CdS/Pt photocatalytic activity boosted by high-energetic photons based on efficient triplet-triplet annihilation upconversion

- The TTA-UCL clusters possesses a core-shell structure which is of crucial importance for enhancing the mobility of core liquid.
- The core-shell structure provides a solid surface for coupling with CdS which absorbs the converted high energy photons from TTA-UCL.
- Pt as co-catalyst is deposited on CdS surface to facilitate the separation of photo-generated electrons and holes.
- The CdS/Pt system based on TTA-UCL has a preferable photocatalytic activity in decomposing tetracycline and photoinduced hydrogen evolution.
- This work opens a distinctive perspective for building a kind of TTA-based upconversion-photocatalysis system.

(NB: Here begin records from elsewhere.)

PR #296, opened 2022-12-25
create a figure again.

lazarusA:
@rikhuijzer why I keep getting: 
```
pandoc-crossref: Duplicate label: fig:fig_axis_plot
```
this is in the new .md file `*create_figure.md`

PR #299, opened 2023-01-26
Put the cheat sheet on a separate page

rikhuijzer:
This will make the cheat sheets available at <https://juliadatascience.io/makie_cheat_sheet> which makes it easier to find via Google and also easier to link to.

What do you think, @lazarusA?


lazarusA:
yes. Good for me. I have done a lot of work in the draft, https://github.com/JuliaDataScience/JuliaDataScience/pull/296. Unfortunately, I haven't sprint into the finish line.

We herein report the triplet-triplet annihilation upconversion luminescence (TTA-UCL) clusters achieved by loading the platinum(II)-octaethylporphyrin (PtOEP) and 9,10-diphenylanthracene (DPA) into silica shells. This aqueous-based system possesses a core-shell structure which is of crucial importance for enhancing the mobility of core liquid. The encapsulated clusters with efficient green-to-blue upconversion without deoxygenation are conjoined with cadmium sulfide (CdS) as the photocatalyst. Platinum (Pt) is used to improve the separation of electron−hole pairs on the photocatalytic system. Given the band gap of photocatalysts, tetracycline (TC) degradation and photoinduced hydrogen evolution are used to perform the photocatalytic activity. CdS loaded with Pt has higher Pseudo-first-order rate constant (kpfo) in decomposing tetracycline than pure CdS. Moreover, the excellent hydrogen evolution property appears when the converted high energy photons from TTA-UCL-based clusters are introduced to the photocatalytic system. The quantum efficiency of hydrogen evolution increases further after the cocatalyst Pt deposition. This work not only fabricates an encapsulated structure for TTA-UCL clusters, but also provides an effective TTA-supported upconversion-photocatalysis system.

154Schematic illustration of the photocatalysis mechanism of PtDPA@SiO2@CdS/Pt based on TTA-UCL process. The core-shell structure to encapsulate the inert organic medium containing triplet-triplet annihilation upconversion chromophores (PtOEP as the sensitizer and DPA as the emitter) in a rigid silica shell. The green excited light with lower energy photons (2.23 eV < E < 2.38 eV) can't acitve the catalyst CdS that has a band-gap width of 2.4 eV, while obtained higher energy photons (3.06 eV > E > 2.91 eV) through triplet-triplet annihilation upconversion process can sensitize effectively CdS. The sensitized CdS further makes the photogenerated electron transfer to the noble metal Pt. This upconversion-photocatalysis system opens a distinctive perspective for improving photocatalytic activity.